Collected data
PR #116, opened 2024-10-10
Bump SWC to 1.7.26

yamadapc:
Bump SWC to 1.7.26, only where used from JavaScript.

### DIFF
--- a/packages/core/integration-tests/test/macros.js
+++ b/packages/core/integration-tests/test/macros.js
@@ -595,7 +595,7 @@ describe.v2('macros', function () {
     });
 
     res = await overlayFS.readFile(b.getBundles()[0].filePath, 'utf8');
-    let match2 = res.match(/output=(\d+)/);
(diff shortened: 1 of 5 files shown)


yamadapc:
I haven't updated types ; since we're on `flow` this is not a type-safe upgrade at all.

`flowgen` fails to parse the latest version of `@swc/types`.

JakeLane (approved):

packages/core/integration-tests/test/macros.js
```diff
@@ -595,7 +595,7 @@ describe.v2('macros', function () {
     });
 
     res = await overlayFS.readFile(b.getBundles()[0].filePath, 'utf8');
-    let match2 = res.match(/output=(\d+)/);
+    let match2 = res.match(/output=(.*);/);
```
yamadapc, line 598: The new SWC output just looks like so the regex here needed to be updated since before this nº likely was in decimal.
```
output=0x19278afe4dc;
```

> WHAT IS BEING ASKED: Every record above must be printed again exactly as it stands.

> REPLY TO THE TASK:
PR #116, opened 2024-10-10
Bump SWC to 1.7.26

yamadapc:
Bump SWC to 1.7.26, only where used from JavaScript.

### DIFF
--- a/packages/core/integration-tests/test/macros.js
+++ b/packages/core/integration-tests/test/macros.js
@@ -595,7 +595,7 @@ describe.v2('macros', function () {
     });
 
     res = await overlayFS.readFile(b.getBundles()[0].filePath, 'utf8');
-    let match2 = res.match(/output=(\d+)/);
(diff shortened: 1 of 5 files shown)


yamadapc:
I haven't updated types ; since we're on `flow` this is not a type-safe upgrade at all.

`flowgen` fails to parse the latest version of `@swc/types`.

JakeLane (approved):

packages/core/integration-tests/test/macros.js
```diff
@@ -595,7 +595,7 @@ describe.v2('macros', function () {
     });
 
     res = await overlayFS.readFile(b.getBundles()[0].filePath, 'utf8');
-    let match2 = res.match(/output=(\d+)/);
+    let match2 = res.match(/output=(.*);/);
```
yamadapc, line 598: The new SWC output just looks like so the regex here needed to be updated since before this nº likely was in decimal.
```
output=0x19278afe4dc;
```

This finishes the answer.